Prada Bags Beat Dashing Hats


I thought we were done with Sex and the City. I had hoped that a television show that determined feminism to be professional women who can only talk about sex and shopping had outlived its welcome. Well, the movie that should never have been made has now had the best opening weekend ever for an R-rated comedy, and has even trumped Indiana Jones for box-office supremacy. And I'm here to bury it, not praise it. Why? Because I can (note the sarcasm).

Sex and the City is a microcosm with everything wrong with the treatment of professional women in this country. There's nothing wrong with successful women being able to screw around, but the show depicts women who have everything going right for them as still hopelessly dependent on men to make their lives somewhat meaningful. There's also the constant, never ending dependency on consumerism in their lives. When men aren't plentiful, material goods will have to do, usually clothing that's purpose is to attract men.

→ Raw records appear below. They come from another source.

PR #2049, opened 2026-08-20
Decline to grid a to_dataset result that is not a grid

### LINKED ISSUE #2048: to_dataset fails on the pivot fallback when a sql_transform projects a dim away
`XArraySQLSource.to_dataset` falls back to pivoting the long-form result when the installed xarray-sql has no native `to_dataset`. A projecting `sql_transform` drops a dim from the result, and the rows that dim separated
then collapse onto the same index, so the pivot raises:

```
ValueError: cannot convert a DataFrame with a non-unique MultiIndex into xarray
```

`lumen/tests/sources/test_xarray_sql.py::TestToDataset::test_to_dataset_ignores_projected_away_dim` covers this and fails whenever the fallback branch runs. The native path handles it, so whether the test passes depends on the installed xarray-sql
version rather than on lumen.

The fallback has to decide what a projected-away dim means before it can pivot: aggregate the duplicate rows, or refuse and say so. Right now it does neither and fails inside xarray.

ghostiee-11:
A projecting sql_transform that drops a dim leaves the rows that dim separated on top of each other, and the pivot fallback handed those to xarray, which raised. Callers already fall back to the long-form frame when there is no grid, so this returns None instead.

Fixes #2048

### DIFF
--- a/lumen/sources/xarray_sql.py
+++ b/lumen/sources/xarray_sql.py
@@ -276,34 +276,20 @@ class XArraySQLSource(BaseSQLSource):
         return self.execute(self._build_sql(table, **query))
 
     def to_dataset(self, table, **query):
-        """Return the query result as a gridded ``xr.Dataset``, or None.
+        """Return the query result as a gridded ``xr.Dataset``.
 
-        Uses xarray-sql's ``to_dataset`` (lazy, keeps the data gridded) when
-        the installed version supports it, so a gridded source is never
-        materialized as long-form. Falls back to pivoting the long-form result
-        on the dataset dims for xarray-sql < 0.3.
-
-        None means the result is not a grid, and callers fall back to the
-        long-form frame.
+        Uses xarray-sql's ``to_dataset``, which is lazy and keeps the data
+        gridded, so a gridded source is never materialized as long-form.
         """
         result = self._ctx.sql(self._build_sql(table, **query))
-        if hasattr(result, 'to_dataset'):
-            # Pass only the dims the result actually has a column for. Multiple
-            # data vars need dims passed explicitly (the FROM clause is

No one seems to remember that the show was created by a man, or that men wrote nearly half of the episodes and directed just about all of them. Darren Star, the creator, is an openly gay man who doesn't seem to know how to write women other than as a gay men. What's worse is that so many women who have no place identifying with the show somehow did (a fact spoofed on the Simpsons, when Patti and Selma Bouvier commented that the show "Nookie in New York" was so like their life"). And there have been a whole slew of imitators, such as Lipstick Jungle and Cashmere Mafia that, to borrow a phrase from Cinematical's Ryan Stewart, are possibly the two worst things to happen to New York since 9/11.

Apparently this depiction of women is only getting stronger, and has now trumped the depiction of say, a hard-assed Russian spy and a top notch archaeologist who can outdrink frickin' Indiana Jones. This is why I want to date a girl who has as much of a sense of fashion as I do, which mainly consists of having few pieces of clothing in their wardrobe that are not incorrectly sized and/or stained.